How is sensitivity measured?

For each ablation the tool compares the new output against the baseline output using a character-level similarity ratio, then reports the shift as one minus that similarity. A larger shift means removing that phrase changed the output more, so the phrase carries more weight.

Is this a rigorous statistical method?

It is a practical, lightweight ablation, not a formal experiment. Because LLMs are stochastic, scores vary run to run, and a single pass is indicative rather than definitive. Run it a few times or lower temperature for steadier signal.

Does my API key get stored or sent anywhere?

No. The key lives only in the page's memory and is sent directly to OpenAI or Anthropic from your browser. It is never logged, stored, or routed through any Gera server.

How many requests will this make?

One baseline call plus one call per ablated phrase. With the default of four ablations that is five requests. Each uses tokens on your own account, so keep prompts modest while testing.

What is the Prompt Sensitivity Analyzer?

Run ablation-style variations of your prompt using your own API key. The tool removes one key phrase at a time, re-runs the prompt, and measures how much each removal shifts the output so you can find the load-bearing words. It runs free in your browser on Gera Tools, with nothing uploaded.

Prompt Sensitivity Analyzer

Name: Prompt Sensitivity Analyzer
Creator: Gera Tools
License: https://creativecommons.org/licenses/by/4.0/

Prompt sensitivity analyzer

Two prompts can look almost identical yet behave completely differently because one word is doing all the work. The classic way to find that word is ablation: remove one piece at a time and see how much the result changes. If deleting a phrase barely moves the output, it is decorative; if the output swings wildly, that phrase is load-bearing and worth protecting. This tool automates the ablation loop against your own model using your own API key.

How it works

First the tool sends your complete prompt and records the baseline output. Then it splits your prompt into candidate phrases — sentences and clauses — and, for each one, sends a version of the prompt with that phrase removed. It compares each ablated output to the baseline with a character-level similarity ratio and reports the shift (one minus similarity) as a percentage. Phrases are ranked so the most influential ones rise to the top. Everything runs client side: your key and prompts go straight to OpenAI or Anthropic, never through a server.

What ablation analysis tells you

Prompt ablation is borrowed from the machine learning research practice of systematically removing components to measure their individual contribution. Applied to prompt engineering, it answers a question that is otherwise very hard to answer: which part of my prompt actually matters?

Long, carefully constructed prompts often carry dead weight — instruction clauses added defensively, elaborations that felt important when writing but turn out to have no effect on the output, or constraints that the model already follows without being told. Ablation surfaces these so you can trim them.

Conversely, ablation also reveals fragile dependencies: a phrase that looks like optional context turns out to be the anchor that keeps the rest of the prompt coherent. Removing it collapses the output even though nothing about the phrase looks critical.

How to read the shift scores

The shift score for each phrase is the decrease in similarity between the baseline output and the ablated output. A shift of near 0% means removing that phrase had virtually no effect — the phrase is probably safe to cut. A shift above roughly 30–40% means the output changed substantially — that phrase is doing significant work.

Shift scores are relative and contextual, not absolute thresholds. A 50% shift on a short factual task (where a small change flips the answer completely) means something different than a 50% shift on a long narrative task (where the model rewrote one paragraph). Always read the actual outputs alongside the scores.

Example scenario

Suppose you have a system prompt for a customer support bot with these clauses:

“You are a helpful support agent for Acme Inc.”
“Always respond in English.”
“Do not discuss competitor products.”
“Reply in a friendly, professional tone.”
“If you do not know the answer, say so and offer to escalate.”

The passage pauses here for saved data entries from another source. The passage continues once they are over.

PR #1681, opened 2022-05-02
Remove unused Reconcile() methods from components

twz123:
## Description

This is probably a leftover from a previous refactoring. Those methods are not matching the signatures as required by ReconcilerComponent, and weren't doing anything useful in the first place. Also add a constraint to all the structs to actually adhere to the component interface.

## Type of change

- [ ] Documentation update

## How Has This Been Tested?

- [x] Manual test
- [ ] Auto test added

## Checklist:

### DIFF
--- a/pkg/applier/manager.go
+++ b/pkg/applier/manager.go
@@ -24,6 +24,7 @@ import (
 	"gopkg.in/fsnotify.v1"
 
 	"github.com/k0sproject/k0s/internal/pkg/dir"
+	"github.com/k0sproject/k0s/pkg/component"
 	"github.com/k0sproject/k0s/pkg/component/controller"
 	"github.com/k0sproject/k0s/pkg/constant"
 	kubeutil "github.com/k0sproject/k0s/pkg/kubernetes"
@@ -43,6 +44,8 @@ type Manager struct {
 
 	LeaderElector controller.LeaderElector
 }
+
+var _ component.Component = (*Manager)(nil)
 
 // Init initializes the Manager
 func (m *Manager) Init(ctx context.Context) error {
@@ -82,12 +85,6 @@ func (m *Manager) Stop() error {
 	if m.cancelWatcher != nil {
 		m.cancelWatcher()
 	}
-	return nil
-}
-
-// Reconcile reconciles the Manager
-func (m *Manager) Reconcile() error {
-	logrus.Debug("reconcile method called for: Manager")
 	return nil
 }
 
--- a/pkg/component/controller/csrapprover.go
+++ b/pkg/component/controller/csrapprover.go
@@ -33,6 +33,7 @@ import (
 	clientset "k8s.io/client-go/kubernetes"
 
 	"github.com/k0sproject/k0s/pkg/apis/k0s.k0sproject.io/v1beta1"
+	"github.com/k0sproject/k0s/pkg/component"
 	k8sutil "github.com/k0sproject/k0s/pkg/kubernetes"
 	kubeutil "github.com/k0sproject/k0s/pkg/kubernetes"
 )
@@ -59,6 +60,8 @@ type CSRApprover struct {
 	clientset         clientset.Interface
 }
 
+var _ component.Component = (*CSRApprover)(nil)
+
 // NewCSRApprover creates the CSRApprover component
 func NewCSRApprover(c *v1beta1.ClusterConfig, leaderElector LeaderElector, kubeClientFactory k8sutil.ClientFactoryInterface) *CSRApprover {
 	d := atomic.Value{}
@@ -76,12 +79,6 @@ func (a *CSRApprover) Healthy() error { return nil }
 // Stop stops the CSRApprover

Running the ablation might show:

Clause 1: high shift (the role definition anchors everything)
Clause 2: low shift if all test inputs are in English already
Clause 3: high shift only when test inputs mention competitors
Clause 4: low shift if the baseline tone is already appropriate
Clause 5: moderate shift, depending on the test questions used

This tells you clause 1 and 3 are load-bearing; clauses 2 and 4 may be safely cut if your users only write in English and the model’s default tone is already appropriate.

Tips and notes

Lower the temperature first. LLMs are stochastic, so a high temperature adds noise that masks the real effect of an ablation. Steadier output makes the sensitivity scores more trustworthy.
Run it more than once. A single pass is indicative. If a phrase scores high across several runs, you can be confident it is genuinely load-bearing.
Watch your token spend. The tool fires one request per phrase plus a baseline, all on your account. Keep test prompts short while you learn the pattern.
Act on the findings. Tighten or pin the high-shift phrases, and consider trimming the near-zero ones — they are adding length and cost without changing behavior.